Among the lines below, return each one that contains the word "when".

Data for this task Block Start

PR #8444, opened 2026-08-09
Fix StopIteration when the JSON data files are empty

LeSingh1:
Feature inference in `json.py` did `next(iter(...))` catching only `FullReadDisallowed`, so an empty `.jsonl` leaked a bare `StopIteration` out of `load_dataset` (the PEP 479 hazard).

This brings `json.py` in line with its neighbours rather than adding a special case: `arrow.py` and `parquet.py` already infer with a `for file in files: ... break` loop, which naturally leaves `info.features` as `None` when there is nothing to read. `json.py` was the odd one out.

**Scope — the non-streaming path still raises.** Only the streaming load is fixed:

```
load_dataset("json", data_files=empty, split="train", streaming=True)   -> [] (fixed here)
load_dataset("json", data_files=empty, split="train")                   -> SchemaInferenceError
```

That is not a regression (on `main` the same call dies earlier with the bare `StopIteration`), and it is the behaviour `text` already has — you genuinely cannot infer a schema from zero examples, and `SchemaInferenceError` says so clearly. After this PR `json` matches `text` on both axes:

| loader | streaming=True | streaming=False |
|---|---|---|
| json (this PR) | ok, 0 rows | SchemaInferenceError |
| text | ok, 0 rows | SchemaInferenceError |
| csv | EmptyDataError | EmptyDataError |

Test covers the streaming case, which is the one whose behaviour changes.

### DIFF
--- a/src/datasets/packaged_modules/json/json.py
+++ b/src/datasets/packaged_modules/json/json.py
@@ -98,10 +98,16 @@ class Json(datasets.ArrowBasedBuilder):
             )
         if self.info.features is None:
             try:
-                pa_table = next(iter(self._generate_tables(**splits[0].gen_kwargs, allow_full_read=False)))[1]
-                self.info.features = datasets.Features.from_arrow_schema(pa_table.schema)
-                if self.config.parse_agent_traces and has_agent_traces_markers(self.info.features):
-                    self.info.features = AGENT_TRACES_FEATURES
+                # the generator is empty when the data files contain no data at all,
+                # in which case the features stay unknown instead of raising StopIteration
+                first_key_and_table = next(
+                    iter(self._generate_tables(**splits[0].gen_kwargs, allow_full_read=False)), None
+                )
+                if first_key_and_table is not None:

Data for this task Block End

Task solution:
Fix StopIteration when the JSON data files are empty
This brings `json.py` in line with its neighbours rather than adding a special case: `arrow.py` and `parquet.py` already infer with a `for file in files: ... break` loop, which naturally leaves `info.features` as `None` when there is nothing to read. `json.py` was the odd one out.
+                # the generator is empty when the data files contain no data at all,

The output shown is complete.